It wasn’t the best idea, but we did it anyway.

Staggering across the rocks, most of them half a foot under water and others coated in a film of slippery mud, I held onto Max’s shoulders as we made our way to the middle of the river. It was difficult to see any stars from the banks, between the canopy and the curling smoke from our campfire, so this seemed like our best option.

Our friends stayed behind, sitting on abandoned benches we moved to hug the edge of the fire, questioning our judgment. After laying on one of the larger rocks searching for constellations and admiring the cloudless night we cautiously picked our way back.

Somehow crossing the river well after nightfall seemed less threatening than the centipede that must have been on steroids, or the spider we took for a black widow and summarily executed.

Even when I fell on the same rock the next day — miraculously preventing the glass bottles I was holding from breaking under me and doing serious damage — it still seemed safer than the ticks.

More than a month passed between my first and second trips to this serene river spot, whose location will remain a secret to cut back on the chances we’ll have to share it. In that time the view transformed. Thick vegetation now blankets the embankment, increasing the chances that few people will find our nearby getaway and also increasing the chances we’ll come home with ticks.

At least seven came home with me after our Memorial Day excursion, and those were just from the short walk back to the car. I lost track of how many I pulled off the previous day while we were camping and periodically that morning, and it only made matters worse that I accidentally convinced everyone to take the wrong path through the woods on our way to the river, significantly prolonging our time parading through tick country.

The first time my friends showed me the prime swimming spot and nearby waterfall I was one of the few to walk away without any of the tiny arachnids embedded in my flesh. Yet nobody left this trip unscathed, and the buggers’ abundance is enough to discourage me from returning regularly this summer.

Still, it’s hard to think of a more appropriate place to spend my days off than floating in the slow-moving river, perched on rocks eating crackers with hummus where cell phones don’t get reception.

It’s not like I don’t know other swimming holes — be it a rope swing on a different river or a quarry packed with people — but all of them are impenetrable except by way of tall grass.

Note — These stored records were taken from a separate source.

PR #280, opened 2026-08-31
docs(evals): say that a trigger query must not be copied from a benchmark

CybotTM:
Rule 7 told authors to take trigger-query phrasings from requests real users actually made. Read literally, that produced the defect it exists to prevent: the first trigger file written under it took its queries verbatim from [agent-system-evals](https://github.com/netresearch/agent-system-evals), named that repository's case identifiers, and recorded the routing rate each case had measured — including the rate for the case that was measuring the skill at the time. The benchmark's contamination check raised nineteen hits the moment a fleet resolved the skill; the arm had to be rebuilt and the comparison re-run ([typo3-conformance-skill#120](https://github.com/netresearch/typo3-conformance-skill/pull/120), [agent-system-evals#37](https://github.com/netresearch/agent-system-evals/pull/37)).

The line is between subject and sentences. A trigger eval for a conformance skill is about version declarations, and so is the case that measures it — sharing that subject is unavoidable and carries nothing. Sharing the case's sentences hands the agent the prompt it will be given, and a case identifier hands it the answer key.

The identifier half is now mechanical. `validate-evals.sh` fails on a case identifier anywhere in `eval_queries.json`. The pattern is uppercase words followed by a zero-padded three-digit ordinal — deliberately not four digits, so `CVE-2024-1234` and `OWASP-A01-2021`, which a security skill may legitimately quote, do not trip it. Exercised in both directions on a real trigger file and against both of those.

The sentence half stays prose, because this repository cannot see the benchmark's instructions to diff against them; the rule says to check it, and how.

_Assisted by claude-code:claude-opus-5 — [Session](https://claude.ai/code/session_012XjwqvXjw8sA67NoZcoSw7)_

### DIFF
--- a/skills/skill-repo/references/materialization-contract.md
+++ b/skills/skill-repo/references/materialization-contract.md
@@ -278,6 +278,24 @@ format [agentskills.io documents](https://agentskills.io/skill-creation/optimizi
 requests real users actually made rather than from the description they are
 meant to test.
 
+**Never copy them from a benchmark that measures the skill.** This advice, read
+literally, produced exactly that: the first trigger file written under it took
+its queries verbatim from `agent-system-evals`, named that repository's case
+identifiers, and recorded the routing rate each case had measured — including
+the rate for the case that was measuring the skill at the time. The benchmark's
+contamination check raised nineteen hits the first moment a fleet resolved the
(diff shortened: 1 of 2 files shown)


CybotTM:
Self-review: a319d26027d604e3629d3dea9043cce4e1b170b7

To some extent, I’ve resigned myself to relentless tick checks to the point of seeming paranoid and asking for help checking my scalp.

The first time I came in direct contact with a tick it was sucking at the back of my sister’s hairline and my parents were holding a match to it. Despite four years at sleepaway camp in rural Maine, I only have childhood memory of ticks coming after me. It was in 5th grade and involved someone noticing one crawling on my face before I flicked it off onto my dinner plate.

When most people were in middle and high school their nemesis was probably one of their classmates, especially a friend-turned-enemy or the school bully. Mine was poison ivy.

I’ve been lucky to avoid it for the past several years, but when I was younger I got poison ivy like it was my job. Twice I had to take antibiotics because my body reacted so strongly that my eyes were swollen shut, and I cringe recalling the yellow puss that stained my socks.

I was so careless even after getting poison ivy repeatedly that my mom wanted to pull it up along the wide trail I walked in high schoolto play ultimate Frisbee. The town turned her down because the woods were protected, much to my satisfaction because I was embarrassed at the prospect.

I grew more cautious of poison ivy over the years, and expect the same will happen with ticks. We joked about bringing machetes to the river next time to blaze a safe path.

Even though we won’t follow through, neither poison ivy nor ticks can prevent summer. It will take a zombie apocalypse to keep me indoors — especially while my air conditioning is broken — and even then I would likely opt to brush up on my hunting skills.